## Work order:
Each line below that contains the word "moving" must be copied.

BEGIN Entries shown

PR #3516, opened 2021-01-25
[GC] RefIsNull => RefIs. NFC

kripken:
This internal refactoring prepares us for `ref.is_func/data/i31`, by renaming
the node and adding a "what" field. For now that field must always be "Null"
which means it is a `ref.is_null`.

This does not change the C or JS APIs. That keeps this NFC, and leaves
that for consideration later (more than one option there, not obvious what is
best).


src/tools/fuzzing.h
```diff
@@ -2946,7 +2946,7 @@ class TranslateToFuzzReader {
   Expression* makeRefIsNull(Type type) {
```
tlively, line 2946: Do you expect to change this function name eventually? If so, it might be worth a TODO.

src/wasm.h
```diff
@@ -1228,9 +1228,12 @@ class RefNull : public SpecificExpression<Expression::RefNullId> {
...
 };
 
-class RefIsNull : public SpecificExpression<Expression::RefIsNullId> {
+class RefIs : public SpecificExpression<Expression::RefIsId> {
 public:
-  RefIsNull(MixedArena& allocator) {}
+  RefIs(MixedArena& allocator) {}
+
+  // RefIs can represent ref.is_null, ref.is_func, ref.is_data, and ref.is_i31.
+  enum What { Null, Func, Data, I31 } what;
```
tlively, line 1236: Why not use a typical `...Op` enum for this?

kripken: Good question. In a way the others reflect the spec, and this reflects an internal detail of Binaryen IR - at least I think that's why it feels slightly better to me. Another is that this can't fit in the global namespace ("Null", "Func", etc.) so it's actually nice to write `RefIs::Null` as in this PR.

But I'm open to other ideas. If we use a normal op, maybe
```cpp
enum RefIsOp
  RefIsNull,
  RefIsFunc,
  RefIsData,
  RefIsI31,
};
```
?

tlively: That suggested `RefIsOp` enum looks good to me. I do actually like having the public member enums to get the namespacing syntax, though. What would you think of moving all the `...Op` enums to be children of the relevant expression classes as separate change?

aheejin (approved):

src/wasm.h
kripken: Ok, sounds good. You're right, it's better to be consistent here.

And yes, let's think about moving all the Op enums separately. That could be good.

kripken:
Ok, this should now be in its final form: using a standard Op enum, and with fixed C and JS APIs.

src/binaryen-c.h
```diff
@@ -1676,10 +1678,10 @@ BINARYEN_API void BinaryenMemoryFillSetSize(BinaryenExpressionRef expr,
 
 // Gets the value expression tested to be null of a `ref.is_null` expression.
 BINARYEN_API BinaryenExpressionRef
-BinaryenRefIsNullGetValue(BinaryenExpressionRef expr);
+BinaryenRefIsGetValue(BinaryenExpressionRef expr);
 // Sets the value expression tested to be null of a `ref.is_null` expression.
-BINARYEN_API void BinaryenRefIsNullSetValue(BinaryenExpressionRef expr,
-                                            BinaryenExpressionRef valueExpr);
+BINARYEN_API void BinaryenRefIsSetValue(BinaryenExpressionRef expr,
+                                        BinaryenExpressionRef valueExpr);
```
tlively, line 1684: We probably need new `GetOp` and `SetOp` functions, too.

tlively (approved):

src/binaryen-c.h
kripken: Right, yes. That wasn't blocking tests from passing, so I'm deferring it. My main priority is to get end-to-end support of GC prototype 3 finished, to unblock commandline tool usage first.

END Entries shown

## Exercise solution:
tlively: That suggested `RefIsOp` enum looks good to me. I do actually like having the public member enums to get the namespacing syntax, though. What would you think of moving all the `...Op` enums to be children of the relevant expression classes as separate change?
And yes, let's think about moving all the Op enums separately. That could be good.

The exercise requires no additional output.